■ What the task requires ■
Begin at the first line of the records below and, please, give each line again exactly until the line with "PR #1076, opened 2024-05-19" is included.

■ Material for the task ■
Content starts

PR #1074, opened 2024-05-19
Group GLCT definitions together

ZeLonewolf:
This is a minor refactor to put all the GLCT (Great Lakes Circle Tour) shield definition code together in the same place in shield_defs.json.  They were thousands of lines apart which made it confusing to understand what was going on.

image


claysmalley:
All of the `overrideByRef`, `overrideByName` and `refsByName` cases are at the end of the file. Either we should keep all of them together, or get rid of this section and put all of the special cases inline.

quincylvania:
I could see the number of "special cases" growing to the point where they're not so special. I think it makes more sense just to organize everything consistently.

ZeLonewolf:
Superceded by #1081

PR #1076, opened 2024-05-19
Move text on US interstate shields down 1 pixel

ZeLonewolf:
The numbers on Interstate shields bump into the crown, I think they look a little nicer bumped down a pixel:

image

### DIFF
--- a/src/js/shield_defs.js
+++ b/src/js/shield_defs.js
@@ -451,7 +451,7 @@ export function loadShields() {
       left: 4,
       right: 4,
       top: 6,
-      bottom: 4,
+      bottom: 5,
     },
   };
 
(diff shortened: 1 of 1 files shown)


src/js/shield_defs.js
```diff
@@ -450,8 +450,8 @@ export function loadShields() {
     padding: {
       left: 4,
       right: 4,
-      top: 5,
-      bottom: 5,
+      top: 6,
+      bottom: 4,
```
claysmalley, line 454:
```suggestion
      bottom: 5,
```

There's enough room to squash this vertically by one pixel without affecting icon selection. I think this looks a little better for 3+ digits. Before/after:

image

image

ZeLonewolf: LGTM

PR #1081, opened 2024-05-30
Refactor all special case shield definitions inline

claysmalley:
Corollary to #1074. This PR removes the special case section at the bottom of `shield_defs.js`, and collates all the instances of `overrideByRef`, `overrideByName` and `refsByName` inline with their geographically sorted definitions.


ZeLonewolf:
Do we know why the ShieldJSON got smaller in the stats?  Just want to make sure we're not losing anything in the refactor.

claysmalley:
I changed `US:NH:Turnpike` to use the color constants instead of hardcoded hex values, and `US:TX:Harris:HCTRA` to be variable-width. Would either of those changes mess with the ShieldJSON size?

ZeLonewolf:
I actually misspoke, the stats say the ShieldJSON is 1,484 bytes larger.  That sounds like there's somehow an extra shield entry in this.  I went shield by shield and couldn't find it though.

ZeLonewolf:
I ran a script to compare the two shield json files between this PR and main, and the attached report shows the differences (in theory).
[compare_report.txt](https://github.com/user-attachments/files/15523969/compare_report.txt)

src/js/shield_defs.js
```diff
@@ -105,12 +105,33 @@ export function loadShields() {
...
+      },
+      LSCT: {
+        spriteBlank: "shield_glct_lsct",
+      },
+    },
+  };
+  shields["GLCT:Loop"] = {
+    ...shields["GLCT"],
+    banners: ["LOOP"],
+    bannerColor: Color.shields.brown,
```
ZeLonewolf, line 127: I think this is supposed to be bannerTextColor, let's check the map and see how it's rendering.

src/js/shield_defs.js
```diff
@@ -446,6 +518,13 @@ export function loadShields() {
 
   // Yukon
   shields["CA:YT"] = roundedRectShield(Color.shields.white, Color.shields.red);
+  shields["CA:YT"].overrideByRef = {
+    2: roundedRectShield(Color.shields.white, "#ce9d00"),
+    3: roundedRectShield(Color.shields.white, "#ce9d00"),
+    5: roundedRectShield(Color.shields.white, Color.shields.blue),
+    6: roundedRectShield(Color.shields.white, Color.shields.green),
+    11: roundedRectShield(Color.shields.white, Color.shields.blue),
+  };
```
ZeLonewolf, line 527: Combine with line above using `...` notation
Looking at this with fresh eyes, I think it's possible to override just the one color difference rather than repeating the whole definition.

claysmalley: `textColor` is trivial to replace with `overrideByRef`, but with how it's structured, `strokeColor` would require replacing the whole `shapeBlank`. I went ahead and combined these into one declaration, but kept the helper functions in.

ZeLonewolf (approved):
On review of the comparison report, the extra size is due to bannered Georgia routes.  After this consolidation, the bannered Georgia routes also gained the overrideByRef definitions for routes 515 and 520 (the blue and green routes).  The prior code had the overrides get set later in the file and only on the main Georgia route networks, not the variants. Once #1073 is complete, this bit of extra duplication will go away. As such, I think this is OK to proceed with!

PR #1083, opened 2024-05-31
Replace Utah shield icons

claysmalley:
In preparation for SOTMUS, I figured I'd have another go at the Utah state route shield.

This improves on the icon from #259 by widening the white fill to ease text crowding, and reintroduces the two curved strokes on top that are present on the real-life shield.

image
image


1ec5 (approved):
I also appreciate that the ridges on either side are more apparent at 2×, if not also at 1×.

PR #1086, opened 2024-06-01
Assign shield icons based on ref length

### LINKED ISSUE #86: Wide shields showing up for 1 & 2 digit shields at DPR 1

claysmalley:
Fixes #86

This PR changes the behavior of shield icon selection. Instead of measuring the aspect ratio of the displayed text, it simply chooses by matching string length to the length specified at the end of the icon's filename (e.g. `shield_us_i_2`, `shield_us_i_3`). 

Certain narrow characters (currently `1`, `I`, `i`, `l` and ` `) are considered to be two-thirds of a width of all other characters. This ensures that `111`, for example, is assigned a 2-digit variant icon if available.

### Background

When I was working on #1083, it looked great on my computer screen (Firefox/Linux). Once it deployed, I checked it out on my phone (Firefox/Android), and to my disappointment, every Utah shield displayed the 3-digit variant icon. Alas, even #965 didn't fix the inconsistent text metrics across different platforms. Americana needs to choose the icon based on platform-independent factors.

[image](https://zelonewolf.github.io/openstreetmap-americana/#map=15.06/40.5228/-111.93838)


shieldlib/src/shield.ts
```diff
@@ -14,6 +14,8 @@ import {
 import { TextPlacement } from "./shield_text";
 import { StyleImage } from "maplibre-gl";
 
+const narrowCharacters = /[1Iil ]/g;
```
1ec5, line 17: Also J, since we’re using the slender version without a top bar.

Some punctuation characters are also pretty narrow.

shieldlib/src/shield.ts
```diff
@@ -51,20 +53,23 @@ function getRasterShieldBlank(
...
 
   if (Array.isArray(shieldDef.spriteBlank)) {
-    for (var i = 0; i < shieldDef.spriteBlank.length; i++) {
-      shieldArtwork = r.spriteRepo.getSprite(shieldDef.spriteBlank[i]);
+    // Certain narrow characters count as two-thirds of a character
+    let narrowCharacterCount = (routeDef.ref.match(narrowCharacters) ?? [])
+      .length;
+    let refLength = Math.ceil(routeDef.ref.length - narrowCharacterCount / 3);
+
+    // Choose icon based on optimal character length at end of filename
```
1ec5, line 61: The contributing guide should emphasize this new constraint on the file name.

1ec5 (approved):
Sad but true. I’m approving this as a workaround at least. But long-term, I don’t think this will save us from having to choose a fixed font size for each design. Some two-digit shields currently size some single digits differently than other single digits based on their optical width. Choosing a font size will free us from having to fine-tune paddings, which has got to be the most frustrating aspect of designing new shields for this codebase.

We could use some rendering tests that exercise this change, particularly the exceptions.

PR #1088, opened 2024-06-02
Add Madagascar national route shields

claysmalley:
According to [French Wikipedia](https://fr.wikipedia.org/wiki/Liste_des_routes_nationales_%C3%A0_Madagascar), national routes of Madagascar have white-on-red rectangular shields (a common scheme in areas of French influence).


ZeLonewolf (approved):
image
LGTM

Issue #1244, opened 2025-08-02
CJK glyphs should respect language selection in Chrome


1ec5:
In https://github.com/osm-americana/openstreetmap-americana/issues/613#issuecomment-1378543457, I verified that CJK characters that have regional variants will appear in the right variant depending on the HTTP `Accept-Language` header. However, I only verified this in Firefox. @mapmeld [discovered](https://osmus.slack.com/archives/C01BU04GW7L/p1753484663456549) that it isn’t working in Chrome or Firefox: only the Simplified Chinese variant ever appears, regardless of the browser’s language preference or the language selected inside this application.

1ec5:
Closing in favor of the idea in #1445, which would be based on the actual language of the label being displayed, regardless of how it got there.

PR #1245, opened 2025-08-02
Set page language based on language selection

1ec5:
This ensures the page is explicitly set to the selected language. A full fix for #1244 still requires a change to TinySDF.

/cc @mapmeld


1ec5:
No longer blocked, but we’ll need to upgrade to [node-canvas v3.2.0](https://github.com/Automattic/node-canvas/releases/tag/v3.2.0) and [tiny-sdf v2.0.7](https://github.com/mapbox/tiny-sdf/releases/tag/v2.0.7).

1ec5:
#1288 upgraded the dependencies, but I’m still not seeing any change in Chrome. Maybe we’re setting the page language too late?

Content ends

■ Problem solution ■
PR #1074, opened 2024-05-19
Group GLCT definitions together

ZeLonewolf:
This is a minor refactor to put all the GLCT (Great Lakes Circle Tour) shield definition code together in the same place in shield_defs.json.  They were thousands of lines apart which made it confusing to understand what was going on.

image


claysmalley:
All of the `overrideByRef`, `overrideByName` and `refsByName` cases are at the end of the file. Either we should keep all of them together, or get rid of this section and put all of the special cases inline.

quincylvania:
I could see the number of "special cases" growing to the point where they're not so special. I think it makes more sense just to organize everything consistently.

ZeLonewolf:
Superceded by #1081

PR #1076, opened 2024-05-19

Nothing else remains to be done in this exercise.